Document Type : Original Article
Department of Computer Eng., Shahrekord University, Shahrekord, Iran
Department of Computer Engineering, Faculty of Engineering Shahrekord University Shahrekord, Iran
Computer Engineering Dept., Shahrekord University, Shahrekord, Iran
With the fast growth of social media, they have become the most important platform for posting multimodal content generated by users. Much of the data on social networks such as Instagram and Telegram is multimodal data. With the aim of analyzing such multimodal data in social networks, multimodal sentiment analysis has become one of the most significant subjects for researchers in the field of emotion recognition and data mining. Although multimodal sentiment analysis of social media data for English language has been addressed in several researches recently, few studies addressed the problem for the Persian language which is the official language of more than 120 million of people around the word. In this study, a multimodal deep learning model is proposed to address this problem.
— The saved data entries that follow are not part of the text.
Issue #953, opened 2019-07-03
Allow specifying an activation function for the output layer of the actor 


williamjshipman:
I wanted to test an architecture for PPO2 where the actor and critic share the hidden layers, but the actor's output layer has a `tanh` activation function instead of the default linear one. If I specify separate actor and critic networks then it is possible to change the actor's output layer to use `tanh`. However, I couldn't find an easy way to share the hidden layers and get the `tanh` activation. So, I went and added an extra activation function parameter to `PolicyWithValue.__init__`, `DiagGaussianPdType.pdfromlatent` and `_matching_fc`. This seems to be the easiest route, is this a good idea and is there any interest in adding this to Baselines? I'm happy to make the change for all the probability distribution classes.

DanielTakeshi:
@williamjshipman  I had to do something similar, and yeah, it was a bit of hacky solution and I put a new variable in `PolicyWithValue`. I tested and it seems correct. (It would be good to put an example of the source code changes here, though.)

williamjshipman:
@DanielTakeshi here's the [commit in my fork](https://github.com/openai/baselines/commit/ea09b04b14456df875e511366ba81e89191de583)

It seems like I can make the same change to every `pdfromlatent` function, but I was wondering why Baselines settled on always having a linear activation, in case there's a good reason.

Once done, I'm happy to make a PR to try and get it back into Baselines.

williamjshipman:
To clarify further, my own code calls `learn` in `ppo2.py` and passes the additional `activation` parameter. This gets captured by `**network_kwargs`, thus filtering through to `build_policy` without changes to `ppo2.py` or the other actor-critic methods.

PR #955, opened 2019-07-05
Allow actor network's output layer to have any activation function

williamjshipman:
At present, it isn't possible to easily create an actor network that has an activation function for its output layer while still sharing the hidden layers with the critic network. The only way is to have two separate networks. This PR fixes that, resolving #953  that I opened to discuss adding this feature.

### DIFF
--- a/baselines/common/distributions.py
+++ b/baselines/common/distributions.py
@@ -39,7 +39,7 @@ class PdType(object):
         raise NotImplementedError
     def pdfromflat(self, flat):
         return self.pdclass()(flat)
-    def pdfromlatent(self, latent_vector, init_scale, init_bias):
+    def pdfromlatent(self, latent_vector, init_scale, init_bias, activation=None):
         raise NotImplementedError
     def param_shape(self):
         raise NotImplementedError
@@ -61,8 +61,8 @@ class CategoricalPdType(PdType):
         self.ncat = ncat
     def pdclass(self):
         return CategoricalPd
-    def pdfromlatent(self, latent_vector, init_scale=1.0, init_bias=0.0):
-        pdparam = _matching_fc(latent_vector, 'pi', self.ncat, init_scale=init_scale, init_bias=init_bias)
+    def pdfromlatent(self, latent_vector, init_scale=1.0, init_bias=0.0, activation=None):
+        pdparam = _matching_fc(latent_vector, 'pi', self.ncat, init_scale=init_scale, init_bias=init_bias, activation=activation)
         return self.pdfromflat(pdparam), pdparam
 
     def param_shape(self):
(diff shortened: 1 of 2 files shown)


williamjshipman:
Hi community, is there anything I need to add to get this PR merged?

pzhokhov:
Thanks for the PR @williamjshipman! While I understand and agree with the problem statement, I think the solution in this PR is a little hacky. Here's my proposition (it is a little more involved in the code, however, I believe it will lead to a cleaner result):
1. allow `network_builder` functions return either tensor or a dict
2. dict can have keys such as `latent`, `policy_latent`, `policy_head`, `value_latent`, `value_head`, `recurrent_tensors`
3. modify `common.policies.build_policy` method such that `{policy|value}_head`  are used to output directly {policy|value} head, without adding any more dense layers; whereas `{policy|value}_latent` is used as input to a dense layers for {policy|value}. `latent` tensor is used as shared input to dense layers for policy and value outputs. 
5. When network_builder outputs single tensor, it is assumed to be equivalent to `{"latent": tensor}`
6. specify whether {policy|value} function is recurrent or not at the registration time (see registration logic at `common.models.register`); in the former case, network builder would also handle batch vs time dimensions and `recurrent_tensors` output. 

Again, I understand that's quite a handful of changes; however, I think this will lead to a noticeably cleaner outcome. Let me know if this suggestion makes sense and if you would like to work on it. Thanks!

williamjshipman:
Hi @pzhokhov, agreed about it being a hacky solution - it worked for my particular problem, but I wasn't using recurrent networks. I'm happy to tackle the changes. I'll post additional questions here as I go.

williamjshipman:
Hi @pzhokhov I've taken a first pass at a possible fix. Instead of separate `policy_network` and `value_network` functions, there's now one `network_builder` function passed to `common.policies.build_policy`. I've updated some of the networks in `common.models` to show how a `network_builder` would look. It returns the dictionary discussed above with policy and value function networks. So far so good if using `latent` or `{policy|value}_latent` fields in the dictionary. The `{policy|value}_head` fields are also there, but I need some advice on how the code should be restructured because the no. of outputs isn't available until after the latent (or head) tensors have been created. I can think of two routes:

1. Move the call to `make_pdtype` in `common.policies.PolicyWithValue.__init__` out to `common.policies.build_policy` so that we know how many actions there are before calling `network_builder`.
2. Leave the current order, forcing `network_builder` to find out from external code how many actions are needed, or just having to hard code the no. of actions in it.
3. Pass the environment to `network_builder`, allowing it to use its own logic to figure out the shape of the outputs. This feels like a bit of duplication of effort since this already happens in `make_pdtype`. If these two methods disagree on the no. of outputs, the current code adds an extra dense layer in the probability type.

williamjshipman:
That should fix the PPO2 test that was failing with CartPole-v0. DDPG and DQN errors also fixed.

The fix for PPO2 performance has me a bit confused though. All that was required was adding in the step to flatten the value function latent representation. While I see the reason for doing that, I don't see why it should affect PPO2 performance when `vf_latent` and `tf.layers.flatten(vf_latent)` have the same shape afterwards. I thought that all that flatten does is reshape the tensor, nothing else. Also, this change affects ACER performance in `test_cartpole.py`. Without flatten, it can achieve >199. With flatten that drops to around 133.

PR #958, opened 2019-07-08
Added a ThreadedVecEnv. 

RaphaelMarinier:
The ThreadedVecEnv allows parallelizing environments when subprocesses (SubprocVecEnv) cannot be used.
See the contents of the commit for details.


pzhokhov:
Thanks for the PR @RaphaelMarinier ! While I agree with your reasoning about when SubprocVecEnv will not work, I am still not convinced about the widespread utility of the ThreadedVecEnv (i.e. are there use cases in which we need embedded python interpreter to run parallel environments?). Simultaneously, the code is complex enough to have a relatively high debugging/maintenance burden. We can move it in a separate experimental branch; alternatively, please provide more justification of utility.

PR #18, opened 2018-10-16
Add support for ApplicationELB

linefeedse:
Metrics for ApplicationELBs require that you specify multiple dimensions, dimensions that cannot be preconfigured. This PR extends the discovery so that it discovers LoadBalancers (LB) and TargetGroups (TG) in the ApplicationELB Namespace. It then combines TGs with LBs using the ListMetrics interface so that per-TG metrics can be fetched.

Possible future extensions would be to add the per-AZ dimension and possibly cache the metric dimensions to reduce the number of API queries.

TargetGroups and LoadBalancers are both output to the `aws_alb_info` metric. so that they can be joined on `(name)` in PromQL.

### DIFF
--- a/README.md
+++ b/README.md
@@ -72,6 +72,16 @@ discovery:
         period: 60
         length: 900
         nilToZero: true
+  - type: "alb"
+    region: eu-west-1
+    searchTags:
+      - Key: kubernetes.io/service-name
+        Value: .*
+    metrics:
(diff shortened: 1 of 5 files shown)


tsupertramp:
Looks all good - I will release it as 0.7.0-alpha.

Wow aws api is so horrible sometimes. Thanks for your efforts to make it easy for other users!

The proposed method utilizes a bi-directional long short-term memory (bi-LSTM) for processing text posts and a VGG16 convolutional network for analyzing images. A new dataset of Instagram and Telegram posts, MPerSocial, containing 1000 pairs of images and Persian comments is introduced in the current study and used for evaluating the proposed method. The results of experiments show that using the fusion of textual and image modalities improves sentiment polarity detection accuracy by 20% and 8% compared with the scenario in which image and text modalities in isolation. Also, the performance of the proposed model is better than three similar deep and four traditional machine learning models. All codes and dataset used in the current study are publicly available at GitHub.